Matt Beleskey was placed on and cleared waivers by the Rangers and is now a member of the Wolf Pack. As required under the CBA, Beleskey, as a veteran player, was only able to be sent down once becoming medically cleared which in his case comes following a separated shoulder injury suffered in training camp.

The Pack host Bridgeport in their first meeting of the season at 7:30 pm on Saturday night. The game is the back end of a hockey doubleheader at the XL Center with UCONN playing Maine in Hockey East showdown at 3:00 pm.

With Game 2 of the World Series being played at the same time and with the Boston Red Sox involved against the LA Dodgers, the announced attendance was just 17 fannies shy of the lowest game attendance in Wolf Pack history of 1,352 against Wilkes Barre/Scranton on December 14, 2016.

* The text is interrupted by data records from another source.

PR #1803, opened 2021-11-01
L019 plus L034 corrupts SQL

### LINKED ISSUE #1734: TSQL linting fix: L019+L034 breaks the code
The following code breaks when fixed:

```
    SELECT
      [ID]
    , CASE
        WHEN [ID] = 1 THEN NULL
        ELSE 1
        END AS [CaseOutput]
    , [DataDate]
    FROM #temp1
```

## Expected Behaviour

Workable code.

## Observed Behaviour

```
SELECT
    [ID],
    [DataDate]
    CASE
        WHEN [ID] = 1 THEN NULL
        ELSE 1
    END AS [CaseOutput],
FROM #temp1
```

## Steps to Reproduce

Run fix on the above

## Dialect

TSQL

## Version

most recent main
Python 3.9.7

## Configuration
```
```

barrywhart:

Fixes #1734

No.

### Pull Request checklist

  - Other.


src/sqlfluff/rules/L019.py
```diff
@@ -176,11 +186,11 @@ def _eval(self, context: RuleContext) -> Optional[LintResult]:
                                 for d in memory["whitespace_deletions"]
                             ],
                             LintFix(
-                                "edit",
-                                last_code_seg,
-                                # Reuse the previous leading comma violation to
-                                # create a new trailing comma
-                                [last_code_seg, last_leading_comma_seg],
+                                "create",
```
barrywhart, line 189: This is the fix. If we "edit", it corrupts the parse tree by making the newly placed comma segment a _child_ of the code segment. This is wrong. It should be a sibling. We achieve this by using "create" instead. This requires using a different anchor: the segment _following_ the last code segment, not the last code segment itself.

src/sqlfluff/rules/L019.py
```diff
@@ -67,7 +66,7 @@ def _last_comment_seg(raw_stack):
         return None
 
     @staticmethod
-    def _last_code_seg(raw_stack):
+    def _last_code_seg(raw_stack: Tuple[RawSegment, ...]) -> Optional[RawSegment]:
```
barrywhart, line 69: Just adding type hints; no change in functionality.

src/sqlfluff/rules/L019.py
```diff
@@ -77,6 +76,17 @@ def _last_code_seg(raw_stack):
                 return segment
         return None
 
+    @staticmethod
```
barrywhart, line 79: New helper function.

test/fixtures/linter/autofix/ansi/022_l019_corrupts_parse_tree_and_causes_l034_to_corrupt_sql/after.sql
```diff
@@ -0,0 +1,5 @@
+SELECT
```
barrywhart, line 1: Previously, the bug was corrupting the SQL, leaving commas in the wrong place.

src/sqlfluff/rules/L019.py
```diff
@@ -123,7 +133,7 @@ def _eval(self, context: RuleContext) -> Optional[LintResult]:
             # A comma preceded by a new line == a leading comma
             if context.segment.is_type("comma"):
                 last_seg = self._last_code_seg(context.raw_stack)
-                if last_seg.is_type("newline"):
+                if last_seg and last_seg.is_type("newline"):
```
barrywhart, line 136: Checking that `last_seg` is not `None`. mypy wanted this, and this may have fixed a bug (I didn't study closely).

src/sqlfluff/rules/L019.py
```diff
@@ -77,6 +76,16 @@ def _last_code_seg(raw_stack):
                 return segment
         return None
 
+    @staticmethod
+    def _follows_seg(
```
tunetheweb, line 80: Not loving the name here. I'm not a Python developer but is there a better name? Like `_get_following_seg` or `get_next_seg`?

tunetheweb (approved):
One suggestion. But maybe this is the convention in Python so happy to go with that you have if you think it's right as is.

src/sqlfluff/rules/L019.py
barrywhart: 👍  I'll change it to `_get_following_seg`.

PR #1813, opened 2021-11-03
Spark3: Add CREATE VIEW support

### LINKED ISSUE #1802: CREATE TEMPORARY VIEW not supported in Spark3 dialect
Following syntax is not supported in Spark3 dialect
`CREATE OR REPLACE TEMPORARY VIEW temp AS( SELECT * FROM temp2);`

## Expected Behaviour
Linting should be successful since it is [valid Spark3 syntax](https://spark.apache.org/docs/3.0.0/sql-ref-syntax-ddl-create-view.html#syntax)

## Observed Behaviour
Found unparsable section: 'CREATE OR REPLACE TEMPORARY VIEW temp AS (\n ...'

## Steps to Reproduce
- Try `sqlfluff lint` with above query

## Dialect
Spark3
## Version
sqlfluff, version 0.7.1

## Configuration
```
[tool.sqlfluff.core]
dialect = "spark3"


[tool.sqlfluff.templater.jinja]
apply_dbt_builtins = "False"

[tool.sqlfluff.templater.jinja.context.params]
anchor_date = "2020-01-01"
```

DipeshCS:
fixes #1802

No

### Pull Request checklist

  - Other.


src/sqlfluff/dialects/dialect_spark3.py
```diff
@@ -113,9 +113,13 @@
         Ref("NotEqualToSegment_b"),
         Ref("LikeOperatorSegment"),
     ),
+    TemporaryGrammar=Sequence(
+        Sequence("GLOBAL", optional=True),
+        OneOf("TEMP", "TEMPORARY", optional=True),
```
tunetheweb, line 118: I don't think this should be optional or you could have `GLOBAL` without `TEMP` or `TEMPORARY`.

```suggestion
        OneOf("TEMP", "TEMPORARY"),
```

Plus the whole block should be wrapped in an optional when called.

src/sqlfluff/dialects/dialect_spark3.py
```diff
@@ -113,9 +113,13 @@
...
+        optional=True,
```
tunetheweb, line 119: I don't think you need this as it's optional when added:

```suggestion
```

tunetheweb (changes requested):
Some small tweaks but in general looks good.

Nice set of test cases!

src/sqlfluff/dialects/dialect_spark3.py
DipeshCS: Thanks for the review and suggestions!

tunetheweb (approved):

PR #1788, opened 2021-10-31
Update DbtTemplater to use JinjaTracer

barrywhart:
### Brief summary of the change made

Fixes #1783

This PR builds on #1678. That one adds `JinjaTracer` and updates the _Jinja_ templater to use it, and this one updates the dbt templater to use it. **We may want to consider delaying merge of this PR until we've had a release with that one. More people use dbt, and dbt users are often less technical, so this strategy lets us do a sort of "phased" release.**

### Are there any other side effects of this change that we should be aware of?
...

### Pull Request checklist

- [X] Please confirm you have completed any of the necessary steps below.

- Included test cases to demonstrate any code changes, which may be one or more of the following:
  - `.yml` rule test cases in `test/fixtures/rules/std_rule_cases`.
  - `.sql`/`.yml` parser test cases in `test/fixtures/dialects` (note YML files can be auto generated with `python test/generate_parse_fixture_yml.py` or by running `tox` locally).
  - Full autofix test cases in `test/fixtures/linter/autofix`.
  - Other.
- Added appropriate documentation for the change.
- Created GitHub issues for any relevant followup/future enhancements if appropriate.

PR #1826, opened 2021-11-04
Fix: Add missing init file to `sqlfluff.core.templaters.slicers`

CrossNox:
Running `sqlfluff --help` (or any CLI command) fails with `ModuleNotFoundError: No module named 'sqlfluff.core.templaters.slicers'` due to a missing `__init__.py` file on `src/sqlfluff/core/templaters/slicers`.

`None`


CrossNox:
I just noticed that [1788](https://github.com/sqlfluff/sqlfluff/pull/1788) adds this file, but IMHO this quick fix can be isolated into a small PR and then merge those changes, so that `main` has a runnable version.

tunetheweb:
Can you add the comment like #1788 does to prevent linting failures.

@barrywhart you happy for this to go ahead of your PR?

barrywhart:
Sure, go ahead. Not sure when mine will be finished.

CrossNox:
> Can you add the comment like #1788 does to prevent linting failures.
> 
> @barrywhart you happy for this to go ahead of your PR?

Added! @barrywhart I couldn't find a way to checkout the file from your fork so that it appeared as authored by you, sorry.

barrywhart:
No worries!

WittierDinosaur:
Perhaps it's worth adding a test case for this?

CrossNox:
@WittierDinosaur do you mean testing the CLI or testing imports?

tunetheweb:
Presume he means to prevent this issue happening again in the future where a new module is added without a `__init__.py` when it's needed?

Would be good if we could add that. But think out of scope of this PR so let's merge this.

tunetheweb (approved):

Pack scratches were Shawn St. Amant, and defenseman Vince Pedrie and Sean Day

WOLF PACK LINE COMBINATIONS

Andersson-Gropp-Lindqvist

Fontaine-O’Donnell-Meskanen

Holland-Schneider-Ronning

Butler-Gettinger-Fogarty

Bigras-Lindgren

Crawley-Hajak

Gilmour-O’Gara

O’Donnell’s ECHL rights were traded yesterday to the Maine Mariners for Mike Marnell, who was invited to the Wolf Pack training camp. This would allow the Rangers to reassign O’Donnell to Maine should the need arise.

Former UCONN defenseman David Drake was reassigned by Lehigh Valley to Reading (ECHL) Tuesday.

The Phantoms featured Philip Samuelsson, the eldest son of former Hartford Whaler great and NY Ranger player, who was also an assistant coach with the Rangers, Wolf Pack and Avon Old Farms, Ulf Samuelsson.

The team captain of the Phantoms is McDonald, whose father, Gerry McDonald, played with the Whalers and New Haven Nighthawks. In the early years of the Wolf Pack, McDonald, the elder, was their TV color commentator.

With Neuvirth on the roster, the Phantoms have four goalies. One of the other netminders is former Yale standout Alex Lyon who was a last cut in Flyers training camp. He was scratched.